▸ **Your assignment**
For the entries below, the result should be an exact transcription of the lines from the one with "Added a regression test using" up to and including the one with "--- a/packages/agenda/src/JobProcessor.ts", and only those.

Stored data entries
======

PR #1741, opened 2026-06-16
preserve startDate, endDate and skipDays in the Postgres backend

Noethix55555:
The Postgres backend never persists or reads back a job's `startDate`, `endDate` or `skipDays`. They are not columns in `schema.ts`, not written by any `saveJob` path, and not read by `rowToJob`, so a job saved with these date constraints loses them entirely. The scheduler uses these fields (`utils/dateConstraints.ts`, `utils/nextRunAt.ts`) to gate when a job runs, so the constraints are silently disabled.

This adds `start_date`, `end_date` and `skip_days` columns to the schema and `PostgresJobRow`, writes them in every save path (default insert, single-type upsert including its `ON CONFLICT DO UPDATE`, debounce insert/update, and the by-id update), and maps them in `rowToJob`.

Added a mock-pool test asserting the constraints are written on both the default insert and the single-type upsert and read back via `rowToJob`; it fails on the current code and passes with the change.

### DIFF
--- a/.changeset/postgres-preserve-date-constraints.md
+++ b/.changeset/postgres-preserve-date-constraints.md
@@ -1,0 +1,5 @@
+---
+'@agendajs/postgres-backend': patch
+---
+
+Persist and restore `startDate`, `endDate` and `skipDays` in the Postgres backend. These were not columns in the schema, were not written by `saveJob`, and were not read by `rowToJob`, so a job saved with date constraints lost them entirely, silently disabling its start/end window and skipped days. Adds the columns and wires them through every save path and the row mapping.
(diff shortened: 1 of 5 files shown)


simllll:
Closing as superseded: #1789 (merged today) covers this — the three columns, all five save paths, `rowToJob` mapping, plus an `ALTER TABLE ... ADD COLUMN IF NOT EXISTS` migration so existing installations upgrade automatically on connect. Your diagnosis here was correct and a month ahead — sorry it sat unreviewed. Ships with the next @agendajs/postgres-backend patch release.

======

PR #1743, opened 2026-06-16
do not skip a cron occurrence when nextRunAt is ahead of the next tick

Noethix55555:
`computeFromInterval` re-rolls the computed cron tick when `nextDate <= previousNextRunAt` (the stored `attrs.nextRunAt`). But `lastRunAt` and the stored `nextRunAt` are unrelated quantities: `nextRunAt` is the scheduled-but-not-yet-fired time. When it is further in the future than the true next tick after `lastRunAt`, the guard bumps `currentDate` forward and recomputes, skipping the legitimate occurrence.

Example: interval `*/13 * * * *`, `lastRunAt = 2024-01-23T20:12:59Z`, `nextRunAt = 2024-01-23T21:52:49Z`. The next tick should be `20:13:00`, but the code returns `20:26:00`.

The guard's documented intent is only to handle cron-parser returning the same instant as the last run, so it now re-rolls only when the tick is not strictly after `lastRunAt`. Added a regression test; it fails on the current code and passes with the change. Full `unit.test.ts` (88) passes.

======

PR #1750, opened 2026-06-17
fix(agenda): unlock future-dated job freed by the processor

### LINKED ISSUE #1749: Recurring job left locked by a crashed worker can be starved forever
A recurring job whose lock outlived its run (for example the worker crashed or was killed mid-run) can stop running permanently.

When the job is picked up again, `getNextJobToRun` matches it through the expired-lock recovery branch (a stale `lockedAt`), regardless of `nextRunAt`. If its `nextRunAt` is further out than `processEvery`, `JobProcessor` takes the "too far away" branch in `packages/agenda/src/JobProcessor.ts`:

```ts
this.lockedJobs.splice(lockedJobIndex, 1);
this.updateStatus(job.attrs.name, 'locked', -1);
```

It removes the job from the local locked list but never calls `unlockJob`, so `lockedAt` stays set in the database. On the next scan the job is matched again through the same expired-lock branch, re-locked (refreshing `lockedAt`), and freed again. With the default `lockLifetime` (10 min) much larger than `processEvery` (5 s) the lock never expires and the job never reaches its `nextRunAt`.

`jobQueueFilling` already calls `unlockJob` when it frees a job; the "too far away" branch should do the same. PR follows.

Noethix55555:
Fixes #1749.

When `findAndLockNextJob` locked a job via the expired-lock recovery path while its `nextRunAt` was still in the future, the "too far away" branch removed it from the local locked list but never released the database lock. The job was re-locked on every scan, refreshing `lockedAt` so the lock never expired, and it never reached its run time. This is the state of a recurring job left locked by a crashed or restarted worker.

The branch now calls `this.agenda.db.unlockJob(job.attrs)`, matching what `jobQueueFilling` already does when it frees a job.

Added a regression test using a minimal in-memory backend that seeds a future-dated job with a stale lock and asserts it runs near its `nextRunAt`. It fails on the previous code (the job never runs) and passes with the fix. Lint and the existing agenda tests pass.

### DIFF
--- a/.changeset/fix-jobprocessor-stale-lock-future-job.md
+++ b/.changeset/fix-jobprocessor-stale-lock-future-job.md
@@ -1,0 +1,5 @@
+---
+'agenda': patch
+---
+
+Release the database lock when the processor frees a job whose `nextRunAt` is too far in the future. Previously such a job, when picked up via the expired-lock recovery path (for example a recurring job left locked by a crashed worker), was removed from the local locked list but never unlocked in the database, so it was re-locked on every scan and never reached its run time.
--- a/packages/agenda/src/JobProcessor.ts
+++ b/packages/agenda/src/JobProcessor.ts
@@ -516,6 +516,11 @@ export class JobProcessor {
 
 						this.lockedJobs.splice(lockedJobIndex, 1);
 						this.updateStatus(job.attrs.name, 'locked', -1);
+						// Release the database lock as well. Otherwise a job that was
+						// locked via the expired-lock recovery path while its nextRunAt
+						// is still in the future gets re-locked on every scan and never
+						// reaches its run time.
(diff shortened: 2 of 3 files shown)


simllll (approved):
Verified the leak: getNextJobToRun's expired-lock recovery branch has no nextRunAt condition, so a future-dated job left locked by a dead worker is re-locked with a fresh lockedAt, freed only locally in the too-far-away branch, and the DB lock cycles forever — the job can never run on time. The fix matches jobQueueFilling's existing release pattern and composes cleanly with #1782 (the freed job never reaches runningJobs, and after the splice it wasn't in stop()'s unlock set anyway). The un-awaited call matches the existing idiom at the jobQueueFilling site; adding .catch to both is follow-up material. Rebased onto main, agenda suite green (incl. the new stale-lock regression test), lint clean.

======

▸ **Solution for this problem**
Added a regression test using a minimal in-memory backend that seeds a future-dated job with a stale lock and asserts it runs near its `nextRunAt`. It fails on the previous code (the job never runs) and passes with the fix. Lint and the existing agenda tests pass.

### DIFF
--- a/.changeset/fix-jobprocessor-stale-lock-future-job.md
+++ b/.changeset/fix-jobprocessor-stale-lock-future-job.md
@@ -1,0 +1,5 @@
+---
+'agenda': patch
+---
+
+Release the database lock when the processor frees a job whose `nextRunAt` is too far in the future. Previously such a job, when picked up via the expired-lock recovery path (for example a recurring job left locked by a crashed worker), was removed from the local locked list but never unlocked in the database, so it was re-locked on every scan and never reached its run time.
--- a/packages/agenda/src/JobProcessor.ts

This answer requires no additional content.